ラホルスの庭
通路を通って行くと、通路の先に光が溢れているのが見えた。どうやら外に繋がる出口らしい。
「広く見えたが、それほど神殿は大きくないのかな?」
大きな猛禽類は暗い通路の中をぴょんぴょんと跳び跳ねながら、石の床を歩いて行く。
出口から神殿の外に出たと思ったが、そこは神殿の中庭にあたる場所だった。旅団の庭くらいの広さがある中庭。
芝生と灌木の植えられた場所の先に規則正しく植えられた人工樹林があり、その先に別の建物が見えていた。
隼に似た大きな鳥が飛び去って行った。
それはあっと言う間に遠くの空に消えて行き、俺は中庭に取り残されてしまう。
すると奥にある林の間から人が歩いて来るのが見えた。
それは緑色の法服を着た──鳥の頭を持つ男。
たぶん以前うちの店に来た、人間形態のラホルスだ。
てくてくと近づいて来たその男は、やはり猛禽類の特徴を持つ鳥の頭に、緑色の眼をした高身長の男だった。
「こうして会うのはずいぶん久し振りだな」
「お久し振りです」
「まあ座って話そうか」
そう言って中庭の隅に置かれたテーブルと椅子を指差す。
木製の白い椅子とテーブルに近づくと、俺達はその椅子に腰掛けた。
「ともかく無事で何よりだった」
「ご心配をおかけしました」
「なに──私の場合、お前がその身体から遊離してしまわぬよう、見守り続けるくらいしかしていないがな」
鳥の頭がじっとこちらを見つめている。
緊張しないようにと思っているが、その眼に見つめられると、お腹のあたりがきゅっとする。
俺の魂が身体から抜け出さないよう見守っていたと言う神の言葉は、きっと真実なのだろう。
庭の奥にある木々の間から白い建物の一部が見え、それを見ているとラホルスは、鳥の頭をぐるりと回して後方に視線を向ける。
「あっちにあるのは奥神殿だ。円形の建物中央部に私の本体がある」
円形の建物はまるで円形闘技場みたいに中が広場になっていて、そこに大きな鳥の躯をしたラホルスの実体があるんだろう。他の三神と同じように力を持つ本体は、一ヶ所に留まり続けているのだ。
「以前頂いた翡翠の指輪。エウラ・フィアネストが喜んでいました」
「ああ──本当は人の子に、神から特別な物を贈るのはまずいかもしれないが、彼女は兄を失ったばかり。そして別の都市で活動する事になったのだから──。彼女は元気にやっているかい?」
「ええ。──ただ、最近何か考え事をしているようなので、今度悩みがあるか尋ねてみようと思っているところです」
「うん。気に掛けてやってくれ。彼女は──いや、言うまい。そのうち分かるだろう」
と、神は意味深な言葉を口にする。
不思議な緊張感の中、冷たい風が俺の体を撫でていった。
「いや、すまないな。私はここでは籠の鳥なのだ。温かい飲み物でも出せればいいのだが、神官達も中庭に近づく事すらしない。──別に禁止にしているのではないんだが」
神官達が勝手に敷いた規範みたいなものが、風の神殿にはあるのだろう。
「いえ、大丈夫です。復調した事を直接お伝えしたかっただけなので。もう帰ります」
そう言いながら席を立つ。
「そうか、ではまた。だが、あまり無理をするなよ。お前はただでさえ忙しい身。何より副団長の事もある。

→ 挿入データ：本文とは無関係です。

PR #69635, opened 2026-07-09
Cancel Snowflake queries when a user kills the deferred task

steveahnahn:
### Problem

- `SnowflakeSqlApiOperator.on_kill` cancels the running queries, but after `defer()` the worker is gone and it can never run.
- `SnowflakeSqlApiTrigger` had no `on_kill` (base default is a no op), so killing a deferred task leaves the statements executing on the warehouse, burning credits.
- Sibling triggers already cancel on user kill: EMR in the Amazon provider, BigQuery/Dataproc/Dataflow in the Google provider.

### Change

- Add `on_kill` to `SnowflakeSqlApiTrigger`: cancels the running query ids.
- The SQL API cancel is a blocking `POST` with no async variant, so `on_kill` runs `cancel_queries` through `sync_to_async`, building the hook inside that worker so no connection work touches the event loop.
- `cancel_on_kill` flag (default `True`) on operator and trigger; operator threads it into the trigger at the defer site.
- Best effort: cancel failures are logged and swallowed. Fires only on user kill, never on triggerer restart, redistribution, or timeout.

### Live verification

1. Deferrable operator submitted a statement; task `deferred`, trigger polling (`GET /api/v2/statements/{id}` returning 202).

deferred task, trigger polling the statement

2. Marked the task failed from the UI. Task log:

```
Trigger cancelled by user action, invoking on_kill
Cancelling Snowflake query ids ['069b68f4-8e5e-404a-aef9-0eca86eb396d']
Snowflake query ids ['069b68f4-8e5e-404a-aef9-0eca86eb396d'] cancelled
```

task failed, on_kill cancelling the Snowflake query

3. The endpoint received `POST /api/v2/statements/{id}/cancel` and the statement transitioned to `ABORTED`. Without the change it stays running.

### Tests

- Trigger: cancel on kill, disabled/empty id no ops, error swallowing, serialization of the flag.
- Operator: `cancel_on_kill=False` guard, flag threaded into the trigger on defer.
- Every new assertion fails without the source change.

---


potiuk (commented):
Nice change — this closes a real gap, and threading `cancel_on_kill` through the defer site so the trigger inherits the operator's setting is the right shape.

I verified locally: the 57 trigger + operator tests pass, the `async def on_kill` signature matches `BaseTrigger.on_kill` (the triggerer awaits it, so a sync override would have silently never run), and the positional `SnowflakeSqlApiHook(conn_id, token_life_time, token_renewal_delta)` args match the constructor. Building the hook *inside* the `sync_to_async` worker rather than on the event loop is the correct call. Serialization round-trip coverage and the live-verification screenshots are appreciated.

One thing to fix and two I'd like your read on — left inline. Only the `asgiref` one is blocking.

---

providers/snowflake/src/airflow/providers/snowflake/triggers/snowflake_trigger.py
```diff
@@ -20,6 +20,8 @@
 from collections.abc import AsyncIterator
 from typing import TYPE_CHECKING, Any
 
+from asgiref.sync import sync_to_async
```
potiuk, line 23: This is the first and only `asgiref` usage in the Snowflake provider, and `asgiref` isn't in this provider's `dependencies` in `providers/snowflake/pyproject.toml`. It resolves today only transitively via `apache-airflow`, but providers should declare what they import.

Amazon and Google both do exactly this where they use `sync_to_async`:

```toml
"asgiref>=2.3.0; python_version < '3.14'",
"asgiref>=3.11.1; python_version >= '3.14'",
```

Worth carrying over the `>=3.11.1` floor for 3.14 rather than a bare pin.

---

providers/snowflake/src/airflow/providers/snowflake/triggers/snowflake_trigger.py
```diff
@@ -93,6 +101,27 @@ async def run(self) -> AsyncIterator[TriggerEvent]:
...
+                "Failed to cancel Snowflake query ids %s. They may still be running.", self.query_ids
+            )
+
+    def _cancel_queries(self) -> None:
+        hook = SnowflakeSqlApiHook(
+            self.snowflake_conn_id,
+            self.token_life_time,
+            self.token_renewal_delta,
+        )
+        hook.cancel_queries(self.query_ids)
```
potiuk: `SnowflakeSqlApiHook.cancel_queries` loops `_cancel_sql_api_query_execution` per id with no per-query error handling, and `on_kill` catches only at the outermost level — so the first id that raises aborts cancellation of every id after it.

That matters most in exactly the case this PR targets: `run()` polls statements sequentially and never prunes `self.query_ids`, so on a multi-statement operator the earlier statements have typically already completed by kill time. If cancelling a completed statement raises, the still-running later statements — the ones actually burning credits — never get cancelled.

Mitigating factor: `_process_response` returns a dict for HTTP 422 rather than raising, so if Snowflake answers 422 for "not running" the loop survives fine. But a 404 on a reaped handle, or a 401 on token expiry, would raise.

Did your live test cover killing a *multi-statement* task where some statements had already finished? If 422 is what Snowflake actually returns there, this is a non-issue and worth a one-line comment saying so. If not, a per-query `try`/`except` in `_cancel_queries` would make it genuinely best-effort. I didn't want to assert a bug I couldn't reproduce without live credentials.

---

providers/snowflake/src/airflow/providers/snowflake/triggers/snowflake_trigger.py
```diff
@@ -93,6 +101,27 @@ async def run(self) -> AsyncIterator[TriggerEvent]:
         except Exception as e:
             yield TriggerEvent({"status": "error", "message": str(e)})
 
+    async def on_kill(self) -> None:
+        """Cancel the running Snowflake queries when the user kills the deferred task."""
+        if not self.cancel_on_kill or not self.query_ids:
+            return
+        self.log.info("Cancelling Snowflake query ids %s", self.query_ids)
+        try:
+            await sync_to_async(self._cancel_queries)()
```
potiuk, line 116: Non-blocking, more of a docs note: the triggerer wraps this in `asyncio.wait_for(trigger.on_kill(), timeout=_ON_CANCEL_TIMEOUT)` — `[triggerer] on_kill_timeout`, default 30s.

Cancellation here is N sequential blocking POSTs, each with tenacity retries on 429/503/504. A task with many statements against a slow warehouse could exceed that budget, and because `sync_to_async` runs in a thread the remaining cancels can't be interrupted — you'd get an `on_kill() timed out` warning while the thread keeps going.

Benign in practice, but the docstring's "best effort" framing might be worth extending to mention the timeout so operators know the knob exists.

---

steveahnahn: Good call, extended the on_kill docstring to name the knob: cancellation issues one blocking request per query id, so a task with many statements against a slow warehouse can exceed on_kill_timeout and statements not cancelled within that budget may keep running

providers/snowflake/src/airflow/providers/snowflake/triggers/snowflake_trigger.py
steveahnahn: No, my live check did not cover that case.

The SQL API reference does document the cancel endpoint returning 422 (QueryFailureStatus, code 000709 "not found") rather than 404. That matches the hook's _should_raise_for_status (>= 400 and != 422), so the loop would survive. The token-expiry case is also mostly moot here, since _cancel_queries builds a fresh hook and mints a fresh JWT at cancel time rather than reusing the poll-time token.

Since that is documented rather than live-verified, I did not want to rely on it. _cancel_queries now cancels per id inside a try/except, so any single failure cannot stand the still-running statements after it in the list.

providers/snowflake/src/airflow/providers/snowflake/triggers/snowflake_trigger.py
steveahnahn: Done. Added to providers/snowflake/pyproject.toml, matching the amazon/google shape

potiuk (approved):
All three points from my last review are addressed, and addressed properly.

The `asgiref` declaration matches the amazon/google shape. The per-id `try/except` in `_cancel_queries` is the fix I was after, and `test_on_kill_cancels_remaining_after_one_fails` pins it by asserting all three ids are still attempted after `q1` raises — that is the case that actually matters, since the completed early statements are the ones most likely to error and the still-running later ones are the ones burning credits. The `on_kill` docstring now names `[triggerer] on_kill_timeout` and its default.

I appreciated the honesty in your replies — flagging that the 422-versus-404 behaviour was documented rather than live-verified, and not wanting to rely on it, is what produced the per-id loop rather than a debate about whether the loop was needed.

I checked the one claim that could have overreached: the operator docstring says `cancel_on_kill` applies both on the worker and in the triggerer, and it does — `SnowflakeSqlApiOperator.on_kill` gained the early return and `test_snowflake_sql_api_on_kill_respects_cancel_on_kill_false` covers it. Both paths honour the flag.

Two notes, neither blocking:

- `cancel_on_kill=True` changes behaviour for existing deferred tasks, which previously left queries running when killed. I think that is right — the non-deferred `on_kill` already cancelled unconditionally, so the deferred path was the inconsistent one — but it is worth being a deliberate choice rather than an incidental one.
- No newsfragment is needed; provider changelogs are regenerated from `git log`.

### The branch needs a rebase

It currently conflicts with `main` — `uv.lock` moved underneath it via #72091. For that particular conflict do not hand-merge: delete `uv.lock` and regenerate it with `uv lock`, which is the documented remedy and avoids the marker-line churn a manual resolution produces.

Approving on the code; this needs the rebase to be green before it can go in.

---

──さっさと決めてしまえよ」
鳥頭の神様はいきなりぶち込んできた。
「まさか風の神様からそんな発言を聞く事になろうとは」
「ははははっ、まあそうだな……、これからのフォロスハートを背負っていく男の将来を共にできる女というと、そう多くはないだろうからな。
二人がくっつけばと──少なくとも私とウル=オギトは思っている」
鳥の顔には表情が無い為、神ラホルスが何を考えているのか、その声で判断するしかなかったが、きっと微笑んでいたのだ。
多くの人間の魂を見てきた神ラホルスに「フォロスハートを背負っていく男」などと評されてしまった。
神殿の入り口まで来ると、俺は振り返って庭の中央に立っているラホルスに頭を下げた。
彼は手を軽く上げて別れを告げ、奥神殿へと帰って行く。
美しい緑色の法服の背中には、金糸と銀糸で飾られた紋様が浮かび上がっていた。
ラホルスが神官達に避けられているのは、この神がフォロスハートの”死”に関わるという事が原因。
はっきりと誰もが理解している訳ではないですが、死者の魂を運ぶ役目を負っているという事は周知されています。